Bartolomea tried again, but always the sacred image returned to the tree. At first, she did not say anything to anyone to avoid being taken for being mad. 
 
Then, in 1467, during the month of August, the whole region was struck by the greatest scourge of those times: the plague. Everywhere there were the bodies of the dead lying in the deserted streets, and there was everywhere great weeping and mourning. Some then remembered the image painted on the humble tile, and, as if driven by an inexplicable force, went to kneel beneath the oak.
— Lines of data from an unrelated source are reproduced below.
PR #376, opened 2026-06-09
server: abort prefill when the client disconnects

### LINKED ISSUE #333: Server does not abort prefill when client disconnects
### Problem 
When a client disconnects mid-generation (timeout, user cancel, agent restart), the
server detects the broken stream but continues the full prefill to completion before
acting on it. On long-context sessions this means several minutes of wasted GPU work
before the server is available again.

### What happens

The progress callback (`server_progress_cb`) sets `stream_failed = true` when a
keepalive write fails, but this flag is only checked *after* `ds4_session_sync()`
returns — there's no path to signal the prefill loop to stop early. The loop in
`metal_graph_prefill_chunked_range` only bails on a Metal GPU error, not on client
state.

And it gets worse when the disconnected client reconnects and retries with a slightly different
prompt (e.g. one extra token from a tool result), the token mismatch triggers _another_
full prefill from zero immediately after the first one finishes.

### Example log of issue

Client disconnected partway through generation. Server finished the full 67580-token
prefill (~257 seconds), then started over on the retry:

```
0602 19:15:59 ds4-server: chat ctx=0..67580:67580 TOOLS prompt done 256.984s
0602 19:15:59 ds4-server: chat ctx=0..67580:67580 TOOLS stream closed during prefill
0602 19:15:59 ds4-server: live kv cache miss live=67580 prompt=67609 common=67527 reason=token-mismatch
0602 19:15:59 ds4-server: chat ctx=0..67609:67609 TOOLS prompt start
0602 19:15:59 ds4-server: chat ctx=0..67609:67609 TOOLS prefill chunk 0/67609 (0.0%) ...
```

### Cause

`ds4_session_progress_fn` is `typedef void (*)(void*, const char*, int, int)` — the
callback returns void, so there's no way to signal abort back to the prefill loop.
`stream_failed` lives in the server layer and is invisible to `ds4.c`.

### Possible fix

Two approaches:

**Option A — cancel flag pointer (smaller diff)**
Add a `volatile bool *cancel_flag` to the session (via `ds4_session_set_cancel_flag`
or similar). The server sets it when `stream_failed` is detected in the progress
callback. The chunked prefill loop checks it between 4096-token chunks and returns
early if set.

**Option B — progress callback returns bool**
Change `ds4_session_progress_fn` to return `bool` (false = cancel). The server
callback returns false when `stream_failed`. Every call site in the prefill loop
checks the return value. Cleaner long-term but touches more call sites including
`ds4_distributed.c`.

Option A has a smaller diff and doesn't change the public callback signature.

--

On a Mac Studio M4 Max 128GB, q2-imatrix, cli flags: --ctx 192000 --kv-disk-dir /tmp/ds4-kv --kv-disk-space-mb 16384

adv0r:
> **Dear maintainer** — AI-authored PR by **Fable 5** under [@adv0r](https://github.com/adv0r). Methodology + [opt-out](https://github.com/adv0r/tokens-for-good/blob/main/MAINTAINER_REMOVAL.md) at [tokens-for-good](https://github.com/adv0r/tokens-for-good).
> A one-line "no thanks" → auto-apology + auto-close + permanent blacklist. Silent close treated the same. Your time matters more than this contribution.

**What**: wire the existing `ds4_session_set_cancel()` machinery into ds4-server's request path, with a cancel callback that probes the client socket (`recv MSG_PEEK|MSG_DONTWAIT`) so a long prefill stops at the next safe boundary once the client is gone — for non-streaming requests too, where the SSE keepalive never fires.
**Why**: a client timeout/cancel mid-prefill currently burns minutes of GPU finishing a response nobody will read.
**Verified**: `make` clean, `./ds4_test --server` passes on Apple Silicon (Metal build), including a new socketpair unit test for the cancel callback. No live-model run on this machine — happy to rework if you want it measured first.

On `DS4_SESSION_SYNC_INTERRUPTED` the server logs the abort and sends nothing; the disk cache entry is kept and the partial prefill stays a valid checkpoint prefix, so a client retry resumes where it stopped. Pipelined bytes (`recv() > 0`) are treated as still-connected and never consumed.

Closes #333.

### DIFF
--- a/ds4_server.c
+++ b/ds4_server.c
@@ -9619,6 +9619,38 @@ static void server_progress_cb(void *ud, const char *event, int current, int tot
     }
 }
 
+/* Cooperative cancel for ds4_session_sync(): stop a long prefill once the
+ * client is gone instead of finishing minutes of GPU work nobody will read.
+ * The keepalive writes in server_progress_cb() only notice a dead peer on
+ * streaming requests, and only when a write fails; probing the socket
+ * directly also covers non-streaming requests.  recv() returning zero is an
+ * orderly shutdown, a pending pipelined byte (recv() > 0) means the client is
+ * still connected and waiting for its response. */
+static bool server_prefill_cancel_cb(void *ud) {
+    server_prefill_progress *p = ud;
+    if (!p) return false;
+    if (p->stream_failed) return true;
+    if (p->fd < 0) return false;
+    char b;
+    ssize_t n = recv(p->fd, &b, 1, MSG_PEEK | MSG_DONTWAIT);
+    if (n > 0) return false;
+    if (n < 0 && (errno == EAGAIN || errno == EWOULDBLOCK || errno == EINTR)) {
+        return false;
+    }
+    p->stream_failed = true;
+    return true;
+}
+
+static void log_prefill_disconnect_abort(const job *j, const char *ctx,
+                                         const char *flags) {
+    server_log(DS4_LOG_PREFILL,
+               "ds4-server: %s ctx=%s%s%s prefill aborted: client disconnected",
+               j->req.kind == REQ_CHAT ? "chat" : "completion",
+               ctx,
+               flags && flags[0] ? " " : "",
+               flags && flags[0] ? flags : "");
+}
+
 static void send_prefill_failure_response(server *s, const job *j,
                                           const server_prefill_progress *progress,
                                           const char *ctx, const char *flags,
@@ -10109,6 +10141,7 @@ static void generate_job(server *s, job *j) {
                req_flags);
     ds4_session_set_progress(s->session, server_progress_cb, &progress);
     ds4_session_set_display_progress(s->session, server_progress_cb, &progress);
+    ds4_session_set_cancel(s->session, server_prefill_cancel_cb, &progress);
 
     int cold_store_len = 0;
     if (cached == 0 &&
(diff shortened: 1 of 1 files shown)


adv0r:
just a heads up from me (the human). 
Although I thought I was using Fable, given the nature of this task, it might be possible that the harness downgraded exec to shittier models without notice. Concerning. 

 re-reading the [model card](https://www-cdn.anthropic.com/d00db56fa754a1b115b6dd7cb2e3c342ee809620.pdf):
 
> In light of the ability of recent models to accelerate their own development, we’ve
implemented new interventions that limit Claude’s effectiveness for requests targeting
frontier LLM development (for example, on building pretraining pipelines, distributed
training infrastructure, or ML accelerator design). Using Claude to develop competing
models already violates our Terms of Service, but enforcing this restriction through our
safeguards avoids accelerating the actors most willing to violate these terms.
Unlike our interventions for cybersecurity, biology and chemistry, and distillation attempts,
these safeguards will not be visible to the user. Fable 5 will not fall back to a different
model. Instead, the safeguards will limit effectiveness through methods such as prompt
modification, steering vectors, or parameter-efficient fine-tuning (PEFT). 

Same thing might apply to #378  , and this entire project for what I know.

@antirez, dagli un'occhiata. Ho anche visto il tuo video di prima su Fable e non mi sembra che parlassi di questa condizione.  Chissà se il loro system detection considera ds4 intero come "frontier LLM development" e quindi fa auto-sabotaggio senza avvisare.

Nicholas of Tuccia, an historian, said that on one day 30 000 people were there to beg for mercy. 
 
A few days later the plague ceased, and then 40 000 of the faithful came back to thank the Virgin Mary. The people of Viterbo were headed by their bishop Pietro Gennari, and there were many from other regions. 
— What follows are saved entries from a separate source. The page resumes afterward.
Issue #392, opened 2026-06-11
Cold checkpoint silently skipped when the first prompt exceeds kv-cache-cold-max-tokens (Claude Code + MCP easily > 30K)


TerryChengTW:
## TL;DR

The cold-checkpoint store is gated by `prompt_len <= cold_max_tokens` (default 30,000). A Claude Code opening prompt with a moderate MCP toolset is already past that: 59 tools rendered to **30,246 tokens** in our deployment. The gate fails, the cold anchor is never written, and nothing is logged — the exact mechanism designed for "independent agent sessions" reuse is disabled invisibly for the workload it was built for.

## How it fails today

Every fresh Claude Code session (`/clear` + first message) repays the full stable prefix. Two consecutive fresh sessions, 100 seconds apart, byte-identical prompts:

```
00:05:01 ds4-server: chat ctx=0..30246:30246 TOOLS prompt start
00:05:55 ds4-server: kv cache stored tokens=20480 trimmed=0 reason=continued ...
00:06:26 ds4-server: chat ctx=0..30246:30246 TOOLS prompt done 84.679s
          (no reason=cold store: 30246 > 30000, silently skipped)
00:06:42 ds4-server: live kv cache miss live=30276 prompt=30246 common=30246 reason=token-mismatch
00:08:07 ds4-server: chat ctx=0..30246:30246 TOOLS prompt done 84.710s   ← full prefill again
```

After raising the limit (`--kv-cache-cold-max-tokens 60000`), the designed behavior kicks in immediately:

```
01:09:20 ds4-server: kv cache stored tokens=27005 trimmed=3213 reason=cold ...
01:09:40 ds4-server: kv cache hit text tokens=27005 ... load=72.4 ms
01:09:54 ds4-server: chat ctx=27005..30218:3213 TOOLS prompt done 13.786s   ← 84.7s → 13.8s
```

Backend: Apple Silicon / Metal (M2 Ultra 192 GiB), DeepSeek V4 Flash q2-q4-imatrix.

We only found this by reading the source; the flag's help text gives no hint that agent first prompts have outgrown the default.

## Proposed fix

1. Log a hint when a fully cold prompt skips the cold store because it exceeds `cold_max_tokens` (one line, only when `cached == 0`, so no noise).
2. Consider raising the default: Claude Code first prompts crossed 30K once a handful of MCP servers are configured, and they only grow. 50,000–60,000 keeps the original "don't burn disk on huge contexts" intent while covering current agent CLIs.

[...]

PR #394, opened 2026-06-11
fix(kv-cache): refresh cold anchor after partial prefix hits

### LINKED ISSUE #393: Cold anchor never refreshed after partial prefix hits: steady-state regression for repeated fresh agent sessions
## TL;DR

Cold checkpoints are only written when `cached == 0`. After any change inside the stable prefix region — for Claude Code, the harness rewrites a git-status block at ~token 26,850 on every commit — fresh sessions partially hit the 20,480 `continued` waypoint instead. `cached != 0` blocks the cold path, so the stale anchor is never replaced, and every subsequent fresh session repays `anchor - waypoint` tokens forever. The cache can never climb back to its best state without a fully cold prefill.

## How it fails today

With a valid anchor (27,005 tokens), a fresh session costs 13.8s of prefill. Then one git commit changes the early prompt block, and:

```
01:31:30 ds4-server: live kv cache miss live=30311 prompt=30224 common=26852 reason=token-mismatch
01:31:30 ds4-server: kv cache hit text tokens=20480 ... file=92b3c7af....kv
01:32:00 ds4-server: chat ctx=20480..30224:9744 TOOLS prompt done 29.967s
          (cached=20480 != 0 → cold path never evaluated → no anchor refresh)
01:32:14 ds4-server: live kv cache miss live=30261 prompt=30224 common=30224 reason=token-mismatch
01:32:14 ds4-server: kv cache hit text tokens=20480 ...
01:32:44 ds4-server: chat ctx=20480..30224:9744 TOOLS prompt done 29.962s   ← same again, forever
```

Self-locking loop:

```
stable prefix changes → anchor stale → waypoint hit (cached != 0)
        → anchor never refreshed → every fresh session pays 30s instead of 14s
```

For agent workloads that commit regularly this is the *normal* state, not the exception: we measured 13.8s prefill (fresh anchor) vs ~30s steady state (stale anchor), i.e. the cache permanently runs at half its designed benefit.

Backend: Apple Silicon / Metal (M2 Ultra 192 GiB), DeepSeek V4 Flash q2-q4-imatrix. Found while investigating #392.

## Proposed fix

When a request partially hits below the anchor position (`cached < anchor`), write the cold anchor for the current prompt during the same prefill. The lookup having returned a *shorter* entry already proves no matching anchor exists on disk, so this never duplicates an existing checkpoint; hits at or past the anchor store nothing. Cost is one extra checkpoint write (~70 ms for a 27K-token anchor here) on the first session after the prefix changed; every later fresh session returns to the fast path.

PR with the change and unit tests incoming.

TerryChengTW:
Fixes #393. Also adds the skip hint proposed in #392 (the default-value question is left to that issue).

Cold checkpoints were only written on fully cold prefills (`cached == 0`). When the stable chat prefix changes between sessions (agent clients rewrite an early prompt block — Claude Code does this on every git commit), fresh sessions partially hit a shorter `continued` waypoint, `cached != 0` blocks the cold path, and the stale anchor is never replaced. Every subsequent fresh session repays `anchor - waypoint` tokens forever; we measured the cache permanently running at half its designed benefit (13.8s prefill with a fresh anchor vs ~30s steady state, logs in #393).

## Change

- Extract the cold-store decision into `ds4_kvstore_cold_store_target()` next to the existing `ds4_kvstore_continued_store_target()`. Cold starts keep the original behavior (anchor, else aligned boundary of the full prompt).
- New case: a partial hit **below** the anchor (`0 < cached < anchor`) now stores the anchor during the same prefill. The lookup returning a shorter entry proves no matching anchor exists on disk, so this never rewrites a matching checkpoint; hits at or past the anchor store nothing. Cost: one extra checkpoint write (~70 ms for a 27K-token anchor on our setup) on the first session after the prefix changed.
- Log a one-line hint when a fully cold prompt skips the cold store because it exceeds `--kv-cache-cold-max-tokens` (#392); previously the skip was invisible.

## Test plan

- [x] `make` clean build, Apple Silicon / Metal (M4)
- [x] `./ds4_test --server` passes, including two new unit tests:
  - `test_kv_cache_cold_store_target_cold_start` — original behavior preserved (anchor, boundary fallback, cold_max/min/enabled gates)
  - `test_kv_cache_cold_store_target_refreshes_anchor_after_partial_hit` — refresh below anchor; no store at/past anchor, without anchor, or past cold_max
- [x] Production verification done on M2 Ultra (192 GiB, DeepSeek V4 Flash q2-q4-imatrix, Claude Code workload): after a git commit invalidated the anchor, the first fresh session logged `reason=cold tokens=27009` mid-prefill and the second fresh session returned to 13.8s prefill (vs ~30s steady state unpatched). Logs in the comment below.

Co-authored with Claude (analysis from sse-tee request-body diffs + L3 logs of a production deployment; details in #392/#393).

### DIFF
--- a/ds4_kvstore.c
+++ b/ds4_kvstore.c
@@ -753,6 +753,24 @@ void ds4_kvstore_note_store(ds4_kvstore *kc, int tokens) {
     }
 }
 
+int ds4_kvstore_cold_store_target(const ds4_kvstore *kc, int cached,
+                                  int anchor, int prompt_tokens) {
+    if (!kc->enabled || kc->opt.cold_max_tokens <= 0) return 0;
+    if (prompt_tokens < kc->opt.min_tokens) return 0;
+    if (prompt_tokens > kc->opt.cold_max_tokens) return 0;
+    if (cached == 0) {
+        return anchor >= kc->opt.min_tokens ?
+               anchor : ds4_kvstore_store_len(kc, prompt_tokens);
+    }
+    /* The prompt resumed from a checkpoint shorter than the stable chat
+     * prefix.  The anchor stored on disk no longer matches this prompt,
+     * otherwise the lookup would have returned it instead of the shorter
+     * entry.  Refresh the anchor so the next fresh session reuses the full
+     * stable prefix instead of repaying anchor-minus-cached tokens on every
+     * new conversation. */
+    return anchor > cached ? anchor : 0;
+}
+
 int ds4_kvstore_suppress_continued_store(ds4_kvstore *kc, int tokens) {
     if (ds4_kvstore_continued_store_target(kc, tokens) != tokens) return -1;
     int old = kc->continued_last_store_tokens;
--- a/ds4_kvstore.h
+++ b/ds4_kvstore.h
@@ -138,6 +138,8 @@ int ds4_kvstore_chat_anchor_pos(const ds4_kvstore *kc,
                                 int user_token_id,
                                 int assistant_token_id);
 int ds4_kvstore_continued_store_target(const ds4_kvstore *kc, int live_tokens);
+int ds4_kvstore_cold_store_target(const ds4_kvstore *kc, int cached,
+                                  int anchor, int prompt_tokens);
 void ds4_kvstore_note_store(ds4_kvstore *kc, int tokens);
 int ds4_kvstore_suppress_continued_store(ds4_kvstore *kc, int tokens);
 void ds4_kvstore_restore_suppressed_continued(ds4_kvstore *kc,
--- a/ds4_server.c
+++ b/ds4_server.c
@@ -8642,6 +8642,11 @@ static int kv_cache_continued_store_target(const kv_disk_cache *kc, int live_tok
     return ds4_kvstore_continued_store_target(kc, live_tokens);
 }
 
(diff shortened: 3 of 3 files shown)


TerryChengTW:
Production verification complete (M2 Ultra 192 GiB / Metal, DeepSeek V4 Flash q2-q4-imatrix, Claude Code agent workload, ~30K-token first prompts).

Scenario: a git commit rewrote the early prompt block (Claude Code's gitStatus), invalidating the stored anchor.

**First fresh session** — partial hit below the anchor; the old build would have skipped the cold store here (`cached != 0`):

In early September of the same year another extraordinary event happened. 
 
A good knight of Viterbo had many enemies, as will often happen to a follower of Christ. One day he was surprised by his enemies outside the walls of Viterbo. Alone and unarmed, and having no way to deal with the mortal danger, he fled into the nearby woods. Fatigued and desperate to reach his destination, the knight heard the cries of the enemy draw nearer and nearer. Eventually he arrived at the oak with the sacred image of Mary, where he fell at her feet with great faith and embraced the trunk of the tree, putting his life into the hands of his Heavenly Mother. 
 
The knight’s enemies reached the oak, but were surprised that they could no longer see the knight. They began to look behind every tree and bush, but not one could see him since he had disappeared before their very eyes. Failing to find him after a long time spent in searching, they gave up in disgust. 
 
Then the knight, after thanking the Virgin Mary, returned to Viterbo and told everyone what had happened. Bartolomea heard his tale, and encouraged by his words, she described the miracles to which she had been a witness. They told everyone what had happened to them with so much enthusiasm, faith that devotion that the stories spread like wildfire, and many people, coming from the most diverse regions of Italy, flocked to the feet of the oak to implore help from the Blessed Virgin. 
 
It was decided to build an altar, and then a chapel of planks before Pope Paul II gave the necessary permission to build a small church in 1467. Many popes and saints have been devotees of the image, including St Charles Borromeo, St Paul of the Cross, St Ignatius Loyola, Saint Crispin of Viterbo, and St Maximilian Kolbe, among many others. 
 
On 20 January 1944, during the bombing of Viterbo, a squadron of 12 bombers headed towards the oak, but upon arriving at their destination, inexplicably veered to the right and the bombs dropped did not destroy anything outside of an asylum which was empty. The remains of the bombs, 3 large chunks, are kept behind the altar of the Madonna. 
 
In 1986, Pope John Paul II proclaimed Our Lady of the Oak, Patroness of the new diocese of Viterbo, formed from the union of those of Viterbo, Tuscania, Montefiascone, Acquapendente and Bagnoregio. 
 
Even today the Virgin protects her devotees, and the devotion to the Blessed Virgin of the Oak is very strong. 
 
Every year on the second Sunday of September, the faithful commemorate the “Benefits from the Sacred Image of Our Lady of the Oak, or Our Lady of the Vine.” Many cities and towns, with their brotherhoods, participate in the procession of thanksgiving, called the “Covenant of Love. ” The Mayor of Viterbo, on behalf of all participants, renews the consecration made of old by the whole region back in 1467.